Um dos maiores desafios do CNJ continua sendo a legitimação política junto ao próprio Poder Judiciário para exercer sua direção administrativa e seu planejamento estratégico. Essa resistência se manifesta ainda hoje na pouca atenção que o TJ-SP, por exemplo, tem dado às solicitações do CNJ, mas existe desde sua criação, com a ADIN proposta pela AMB.

O corporativismo da magistratura, a pretensão de isolamento do judiciário perante a sociedade e aos demais poderes da república são obstáculos a serem superados pelo e no CNJ. A superação da visão civilista, procedimentalista, patrimonialista e individualista de parte dos magistrados e funcionários da justiça também são imprescindíveis para que o Poder Judiciário possa ser mais democrático e acessível. É indispensável a superação dessas premissas para que o judiciário seja efetivamente acessível à população, hoje marginalizada, e contribuir para a consecução dos fundamentos constitucionais do estado brasileiro, principalmente na redução das desigualdades sociais.

O Judiciário muito carecia de um órgão que pudesse estipular estratégias político organizacionais em nível nacional e fiscalizar a atuação administrativa de magistrados, funcionários do poder e a atuação dos cartórios. A criação da Corregedoria Nacional no CNJ, por exemplo, é um importante instrumento para que efetivamente se realize a fiscalização da conduta de magistrados que faltam com seus deveres funcionais. Esse espaço também pode se consolidar como alternativa a magistrados de primeiro grau que sofrem pressões políticas de seus tribunais, assim como viabiliza a fiscalização de atuação dos desembargados que, pela composição das corregedorias dos tribunais, se autofiscalizavam.

A efetividade democratizante dessas ações, contudo, dependem da afirmação da posição política do CNJ no judiciário, mas, sobretudo, das disputas políticas que conduzirão a atuação do conselho. Com esse pressuposto o controle social efetivo tem importante papel.

O fato do Conselho possuir em sua composição magistrados, representantes da sociedade, OAB e do Ministério Público já é uma tímida, mas simbolicamente importante, abertura democratizante na estrutura do Poder Judiciário. Na última composição do CNJ, a sociedade não debateu a escolha de seu representante pelo Senado, sendo o escolhido fruto de articulação política do próprio presidente do CNJ e do STF, Ministro Gilmar Mendes, que atua concentrando poder na cúpula do judiciário.

A intervenção de não magistrados, com destaque para representantes da sociedade, na condução dos rumos políticos e estratégicos, assim como na fiscalização, poderia contribuir muito com a necessária mudança que deve passar o Poder Judiciário. Mas se as intervenções do CNJ forem pautadas apenas na visão da cúpula do poder, sem que existam instrumentos democráticos de intervenção da sociedade e dos demais juízes que o compõe, pouco se pode esperar na atuação pela efetivação de direitos humanos no sistema de justiça, para citar apenas um exemplo.

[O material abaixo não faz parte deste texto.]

PR #41, opened 2015-05-31
Works on Ubuntu now.

caske33:
This should be tested on a OS X too!

I changed the windowsize a bit because there were scrollbars when using the current windowsize.

### DIFF
--- a/main.js
+++ b/main.js
@@ -25,8 +25,8 @@ app.on('ready', function(){
 
   function initWindow () {
     var defaults = {
-      width: 400,
-      height: 350,
+      width: 420,
+      height: 370,
       show: false,
       frame: false,
       resizable: false,
@@ -41,9 +41,14 @@ app.on('ready', function(){
   }
 
   function showWindow (bounds) {
+    var ElectronScreen = require('screen');
+    var workAreaSize = ElectronScreen.getPrimaryDisplay().workAreaSize;
+    var windowSize = appIcon.window.getBounds();
+    var defaultX = workAreaSize.width-windowSize.width;
+    var defaultY = 0;
     var options = {
-      x: bounds.x - 200 + (bounds.width / 2),
-      y: bounds.y,
+      x: defaultX || bounds.x - 200 + (bounds.width / 2),
+      y: defaultY || bounds.y,
       index: path.join('./', 'index.html')
     };
 
@@ -93,6 +98,6 @@ app.on('ready', function(){
     app.quit();
   });
 
-  app.dock.hide();
+  //app.dock.hide();
   appIcon.setToolTip('GitHub Notifications on your menu bar.');
 });
--- a/main.js
+++ b/main.js
@@ -98,6 +98,8 @@ app.on('ready', function(){
     app.quit();
   });
 
-  //app.dock.hide();
+  if(process.platform === 'darwin'){
+    app.dock.hide();
+  }
   appIcon.setToolTip('GitHub Notifications on your menu bar.');
 });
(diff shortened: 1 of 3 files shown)


ekonstantinidis:
So does it work? Any issues? Also can you post a couple of screenshots? Will have a look on the PR later today(had a quick look - looks pretty good). If everything is ok, I think we can do the same for windows too!

caske33:
It works now, for me on ubuntu. I think there might be some issues on OS X now, especially this line: https://github.com/caske33/gitify/commit/faa7b98a755e5cfbbc567604067ab38171675f48#diff-7a9076d6d94e62c13d641aa71f19ae8eR101 (also an API that's only available on Linux)

Screenshots:
screenshot from 2015-05-31 19 33 46

I'm not sure if it's normal but when you click on the trayicon, you first have to click on a dropdown menu `Github Notifications on your menu bar` before the pop-up appears:

screenshot from 2015-05-31 19 34 28

main.js
```diff
@@ -93,6 +98,6 @@ app.on('ready', function(){
     app.quit();
   });
 
-  app.dock.hide();
+  //app.dock.hide();
```
ekonstantinidis: In order to avoid OSX issues this can be:

    if (app.dock) { app.dock.hide(); }

ekonstantinidis:
Can you also tell me what is the API that is only available to linux? Had a look on electron and we can check the platform with something like:

    if (process.platform === 'darwin') {
      // This is Mac OSX
    }

    if (process.platform === 'win32') {
      // This is windows
    }

    if (process.platform === 'linux') {
      // This is Linux
    }

> I'm not sure if it's normal but when you click on the trayicon, you first have to click on a dropdown menu Github Notifications on your menu bar before the pop-up appears (I'm unfortunately not able to take a screenshot of the dropdown menu)

This sounds wrong. On OSX when you click on the tray it pops up the browser window. The text `Github Notifications on your menu bar` is coming from the [tooltip](https://github.com/ekonstantinidis/gitify/blob/master/main.js#L97). What if you remove the tooltip text?

caske33:
https://github.com/atom/electron/blob/master/docs/api/tray.md#tray it seems that ubuntu doesn't support tray icons without submenus... :( (When I don't set the tooltip, I get an empty submenu).

I've added the platform check for the hiding of the dock.

(do you want me to squash commits or rather not? It's how you want it)

ekonstantinidis:
I think that the behaviour should be the same for all platforms. But as the docs say:

> So if you want to keep exact same behaviors on all platforms, you should not rely on clicked event and always attach a context menu to the tray icon.

I think we should have a further look at the options we have. I will try to install ubuntu and give it a go!

frmendes:
Any updates on this?

ekonstantinidis:
Hi @frmendes! I didn't have the chance to find an ubuntu machine(virtualbox is a pain) so there is no progress from my end. Shouldn't be hard to make it work though. Feel free to give it a go!

sergiovilar:
@caske33 what are your plans to distribute the version for ubuntu? Is some Ubuntu versions (14.04+) `libappindicator1` is required as dependency to Tray work properly. Maybe a .deb?

caske33:
@sergiovilar I've no experience whatsoever with distributing ubuntu versions. I'd love it if a .deb would appear, but I'm probably not going to make it, as i'm even more likely not to maintain it (which would be necessary).

ekonstantinidis:
@caske33 @sergiovilar Closing and moving this PR to #81 for further development! I've fixed all the conflicts so feel free to continue from there! (Your commits will remain on that PR)

caske33:
Ok, thank you!

PR #52, opened 2015-06-09
Settings - Participating Notifications

ekonstantinidis:


src/js/stores/notifications.js
```diff
@@ -22,9 +23,10 @@ var NotificationsStore = Reflux.createStore({
 
   onGetNotifications: function () {
     var self = this;
+    var participating = SettingsStore.getSettings().participating;
 
     apiRequests
-      .getAuth('https://api.github.com/notifications')
+      .getAuth('https://api.github.com/notifications?participating=' + participating)
```
JakeSidSmith: I would do the following just to make sure it's concatenated correctly.

```javascript
.getAuth('https://api.github.com/notifications?participating=' + participating ? 'true' : 'false')
```

JakeSidSmith:
:sparkles:

PR #56, opened 2015-06-12
Notifications / Sounds

ekonstantinidis:


src/js/stores/notifications.js
```diff
@@ -21,6 +22,35 @@ var NotificationsStore = Reflux.createStore({
...
+    var self = this;
+    var playSound = SettingsStore.getSettings().playSound;
+
+    if (!playSound) { return; }
+
+    // Check if notification is already in the store.
+    var isNew = false;
+    _.map(response, function (obj) {
+      if (!_.contains(self._previousNotifications, obj.id)) {
+        isNew = true;
```
JakeSidSmith: To keep this function pure you should use _.some...

```javascript
var isNew = _.some(response, function (obj) {
  return !_.contains(self._previousNotifications, obj.id);
});
```

src/js/stores/notifications.js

O Planejamento estratégico do CNJ e a mudança na prestação jurisdicional

As ações de mutirão realizadas pelo CNJ para desafogar Tribunais e Juízos de primeiro grau julgando processos, averiguar a possibilidade de soltar presos com direito à liberdade são ações importantes para solucionar uma demanda pontual. Contudo, essas ações devem vir acompanhadas de uma reflexão sobre a realidade encontrada, principalmente quanto às causas desses problemas e as possibilidades de intervenção visando a superação dos mesmos, sob pena da hercúlea ação se transformar em ativismo sem pretensão de mudar a estrutura arcaica do judiciário.

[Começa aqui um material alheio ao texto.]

PR #80, opened 2015-08-01
Update dist script & Remove client secret key

### LINKED ISSUE #75: App Secret in public repo
Maybe you don't want this in the repository since it is public? Excellent blog post about OAuth though ... much appreciated. 

https://github.com/ekonstantinidis/gitify/blob/master/src/js/components/login.js#L21

ekonstantinidis:
Closes #75 .

### DIFF
--- a/package.json
+++ b/package.json
@@ -9,7 +9,7 @@
     "watch-js": "watchify -t babelify src/js/app.js -o build/js/app.js -v",
     "watch": "npm run build && grunt build && npm run watch-js & grunt watch",
     "start": "electron .",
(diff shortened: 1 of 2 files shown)


iKlsR:
Did this really change anything, the secrets are still in the repo and they can still be read even after the asar step. I guess ultimately it's a risk we have to make when using oauth clientside.

manosim:
Hello @iKlsR. This is quite an old PR - The keys that you see in the repository are used only for development - there are separate production keys. You can find more information in the README: https://github.com/manosim/gitify#development

I think we should investigate if there is something we can do to hide them after the asar step.

Issue #20, opened 2015-05-29
Improve Spaces / Multiple monitors behaviour 


richrace:
So I use multiple spaces.

Given `space_1` and `space_2`
I have Chrome open in `space_1`
When in `space_2` I click on Gitify thenI click on a Repo/PR/Issue it switches to `space_1`, perfect.
However, when I click back on Gitify, it then sends me to `space_2`.

Also, with multiple monitors (`monitor_1`, `monitor_2`).
1. When I open Gitify on `monitor_1`, click again on Gitify
2. Then open Gitify on `monitor_2`, it opens on `monitor_1`
3. Then clicking Gitify again to hide it, and again will show it on `monitor_2`

Again not sure if Electron or not.

ekonstantinidis:
I think that this has to do with Electron. I had a quick look in the Electron API and I couldn't find anything relevant to `getFocusedMonitor` on `TrayClick`. Will have to investigate further.

JTarasovic:
Would [BrowserWindow.setVisibleOnAllWorkspaces(true)](https://github.com/atom/electron/blob/master/docs/api/browser-window.md#browserwindowsetvisibleonallworkspacesvisible) work?

ekonstantinidis:
@JTarasovic I had a look and even though this should help it didn't :cry: Trying to figure it out!

ekonstantinidis:
@richrace This has now been fixed at #82. Thanks! @JTarasovic It seems that what you suggested works great now :+1:

PR #82, opened 2015-08-11
Make visible menu window on all workspaces

rhysd:
Hi.
Thank you for such a great app.

In OS X, gitify is now bound to specific work space where gitify firstly started.  When I click the menu icon in other workspace, the window will be opened in the bound work space and current workspace is forced to be changed.

I used `BrowserWindow.setVisibleOnAllWorkspaces()` API to solve this issue.

https://github.com/atom/electron/blob/master/docs/api/browser-window.md#browserwindowsetvisibleonallworkspacesvisible

I think all menu bar applications should set this option to true.

### DIFF
--- a/main.js
+++ b/main.js
@@ -42,6 +42,7 @@ app.on('ready', function(){
     appIcon.window = new BrowserWindow(defaults);
     appIcon.window.loadUrl('file://' + __dirname + '/index.html');
     appIcon.window.on('blur', hideWindow);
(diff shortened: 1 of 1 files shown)


rhysd:
I think this PR can improve #20.

ekonstantinidis:
I've tried it before and I think it didn't work (maybe in older versions of Electron? who knows..) but now it works great! Thank you @rhysd! :rocket:

rhysd:
:sparkles::dog:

As dez metas nacionais de nivelamento estipuladas pelo CNJ para o ano de 2009 tratam das questões relacionadas de logística, mas relegam intervenções mais contundentes nos costumes judiciais que tornaram o Poder Judiciário lento e inacessível à população. Nesse sentido, a ambiciosa “meta 2″ do CNJ, de julgar ainda este ano todos os processos distribuídos no sistema brasileiro até 2005, não resolve os crônicos problemas que geraram o acúmulo de processos.

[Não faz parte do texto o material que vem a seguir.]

PR #131, opened 2015-12-08
Fix Window Positioning

### LINKED ISSUE #99: Clicking on OS X notification causes menu to appear far away from gitify icon
Clicked on OS X notification on the right hand side and menu appeared over to the left of the screen.

screen shot 2015-10-16 at 14 44 32

ekonstantinidis:
Fixed #99.


mrmlnc:
Works on Windows with taskbar in the lower position.
image

But it does not work with the top position of the taskbar.

ekonstantinidis:
@mrmlnc As discussed in Gitter will merge this one and we can work on top of master!

PR #144, opened 2015-12-30
fixed window's position on the second screen

sapjax:
If the user has two screens. click the tray will get wrong position.


ekonstantinidis:
Hi @sapjax! Yesterday I realised a new version that fixes those issues. Do you mind giving it a try and see how it goes? Thank you!

sapjax:
@ekonstantinidis 
window position is still not correct on the second screen.
15d0bbd8-a8f2-4f77-9e5d-52cecfa7db15

I found another issues: if i click  the "update" button many times, the update tip will alert many times.

PR #185, opened 2016-05-26
Additional clarity to Development section in README

TimMikeladze:
The client id and secret are defined in constants.js, not login.js (although they are consumed there).


ekonstantinidis:
Yes that's right! It changed when the app was re-written with redux! Thank you! 👍

PR #245, opened 2016-12-02
Clear interval when nav unmounts

JakeSidSmith:
This prevents a bug where after going on and offline for a while multiple intervals are started and causes a lot of requests, often resulting in rate-limiting.


JakeSidSmith:
@manosim, can you release this as a new patch version?

manosim:
Closing this one as the sidebar is nowadays always mounted (and I think we removed the online/offline functionality a few years ago 😅) - let's if this happens again.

A atuação do conselho no planejamento estratégico do judiciário deve estar pautada na necessidade de mudança cultural na prestação jurisdicional. Para uma maior efetividade da intervenção do CNJ é necessária uma atuação pautada não pelo casuísmo,nem pela resolução de questões pontuais e imediatas. As principais ações devem intervir na cultura de prestação jurisdicional, voltando-se para as necessidades da sociedade, não apenas para as dos operadores do direito.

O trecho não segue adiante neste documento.